Nampu labelled the public relations officers of various government offices, ministries and agencies as non-performing and often hostile.

“Access to information is essential for us to fulfil this crucial responsibility effectively. However, we have faced immense challenges in obtaining information from government offices due to the non-responsiveness of public relations officers,” the union’s petition reads.

Nampu further noted that public relations officers selectively distribute information.

“Nampu has also received disturbing reports from journalists regarding the actions of certain public relations officers, specifically that some deliberately distribute selected and filtered information to journalists via WhatsApp platforms in an attempt to influence how government matters are reported,” the petition notes.

The union cautioned the ministry that the “blatant disregard” for the journalists’ inquiries threatens Namibia’s ranking as having the freest press on the continent.

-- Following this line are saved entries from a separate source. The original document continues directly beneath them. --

PR #1397, opened 2021-02-06
changed migrations for indices

dartcafe:
* handle indices in repair steps
* remove all indices in pre-migration repair step
* create all needed indices in post-migration repair step
* removed index creation from migration steps

Managing the creation of indices in the migration gets difficult and confusing. Therefore all indices get removed before a migration and get recreated after a successful migration. This way, we can handle all indices in one class and make sure, that the indices are set to the current database layout.


jotoeri:
Hey @dartcafe,
not sure if you recognized already, but i just wanted to install polls on my dev-setup and ran into an upgrade error. Seems to be connected to this PR!?
grafik

Greets 🙂 
Jonas

dartcafe:
Hmmm. Strange. All tests are running thru and I didn't have this issue. Normally this should work with the dependency injection. How did you install (update or new install) and which NC version? So thanks for reporting, but I have to inspect that.

jotoeri:
It was a NC 20.0.6, but persists after update to 20.0.7.
Initially i had some polls version from the app-store installed, then removed the folder and cloned the Repo. I ran `make dev-setup` and `npm run build`. The app-upgrade then shows the error.
Last migration, that ran was `0107Date20210121220707`.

“It is imperative that these issues are urgently addressed to safeguard the integrity of Namibia’s free press, preserve citizens’ access to information and uphold the democratic values that our nation cherishes,” Nampu noted.

During a meeting between Nampu representatives and Mathe on Monday in Windhoek, the executive director reaffirmed the government’s dedication to providing information to the media and encouraged media practitioners to uphold the highest standards of ethics.

Furthermore, the president referenced the promulgation of the access to information (ATI) law enacted in December 2022, which is yet to be operationalised.

Information ministry spokesperson Shoki Kandjimi yesterday told The Namibian they have submitted the ATI Act’s regulations that are yet to reach parliament.

“The Ministry of Information and Communication Technology has submitted the draft ATI Act regulations to the Office of the Attorney General for advice and certification before it is tabled in parliament during this current session,” Kandjimi said.

If given the thumbs up by parliament, the ministry will be responsible for setting up the information officer’s office.

In May, information minister Peya Mushelenga said the government planned N$20 million for the 2023/24 financial year to go towards the establishment of the Office of the Information Commissioner.

Geingob further added that projects like e-government services and improving network coverage are the government’s efforts to improve online platforms for Namibians to access government services and information.

“Hence, these measures reaffirm our commitment to ensuring that every Namibian can exercise their right to access information held by public authorities,” he said.

Currently, at least 49% of the Namibian population still has no access to the internet.

The Namibia Media Trust (NMT), in a statement issued yesterday, said it appealed to the government to finalise the ATI Act regulations.

“In light of this, we earnestly appeal to the government to maintain its steadfast dedication to the principle of proactive disclosure, even as the finalisation of regulations governing the country’s ATI infrastructure is underway,” NMT noted.

They also reflected on Namibia’s freest press rating.

“One of the most significant triumphs lies in the fact that journalists who exercise their right to access information, do so without fear of repercussion.

“This is not so elsewhere in the region; a case in point being that of Ralikonelo Joki, who, in a tragic turn of events this year, was shot 13 times for his brave work in reporting on corruption within Lesotho,” noted the NMT.